-- Task item --
Below are some records; find each line that carries the word "think" and copy it.

-- Source data --
PR #1701, opened 2022-01-10
Run black on the code

martinRenou:
Ran `black nbconvert` on the codebase and added a Github action check


SylvainCorlay:
This seems to conflict with the most recent changes.

martinRenou:
Rebased :)

martinRenou:
We should probably use darker instead (like IPython does), which makes the transition smoother

Issue #1216, opened 2020-03-16
nbconvert doesn't use theme


beasteers:
Nbconvert doesn't export using JupyterLab custom themes.

- Enable a custom theme
- Run `Export Notebook as HTML`
- Open downloaded file and 😕

After a quick dig thru the master branch, I found where the template chooses the theme styling (I think) and it's hardcoded to only work with the default light/dark themes.

https://github.com/jupyter/nbconvert/blob/master/share/jupyter/nbconvert/templates/lab/index.html.j2

I don't know how hard it would be to extend this to handle other themes, but I'd imagine that the infrastructure is mostly there seeing as you can render the html fine inside of lab.

**Nbconvert version:** 5.6.1

Update: actually it doesn't work for (builtin) dark mode either. It just looks like old jupyter notebook styling. Hmm.

SylvainCorlay:
@beasteers we have not tagged a release supporting JupyterLab themes.

With nbconvert 6.0, it will be possible to produce a JupyterLab-style HTML export, with support for dark and light theme.

We have no specific plan for custom themes yet.

redNixon:
@SylvainCorlay 
The [docs](https://nbconvert.readthedocs.io/en/latest/config_options.html#exporter-options) seem to have suggested that it is already possible to configure a JupyterLab CSS theme by this commit(I think): https://github.com/jupyter/nbconvert/commit/f4c7daefe0e24055a92f185d6fd803abf909db2f 

>HTMLExporter.theme : Unicode
>Default: 'light'
>
>Template specific theme(e.g. the JupyterLab CSS theme for the lab template)

Or at least that is what I understood that config option's help text to mean when I read it before spending time trying to debug why it was not applying.  Would you say that this is a documentation bug since switching to "dark" is not supported yet or I am completely off the mark and this is documenting something complete different than what this issue is requesting?

SylvainCorlay:
@redNixon this link to "latest" documentation reflects the state kf the master branch but there is no release with that feature yet.

martinRenou:
First attempt to fixing this issue: https://github.com/jupyter/nbconvert/pull/1703

PR #1703, opened 2022-01-11
HTMLExporter: Add basic support for federated labextensions themes

martinRenou:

-- Response box --
After a quick dig thru the master branch, I found where the template chooses the theme styling (I think) and it's hardcoded to only work with the default light/dark themes.
The [docs](https://nbconvert.readthedocs.io/en/latest/config_options.html#exporter-options) seem to have suggested that it is already possible to configure a JupyterLab CSS theme by this commit(I think): https://github.com/jupyter/nbconvert/commit/f4c7daefe0e24055a92f185d6fd803abf909db2f 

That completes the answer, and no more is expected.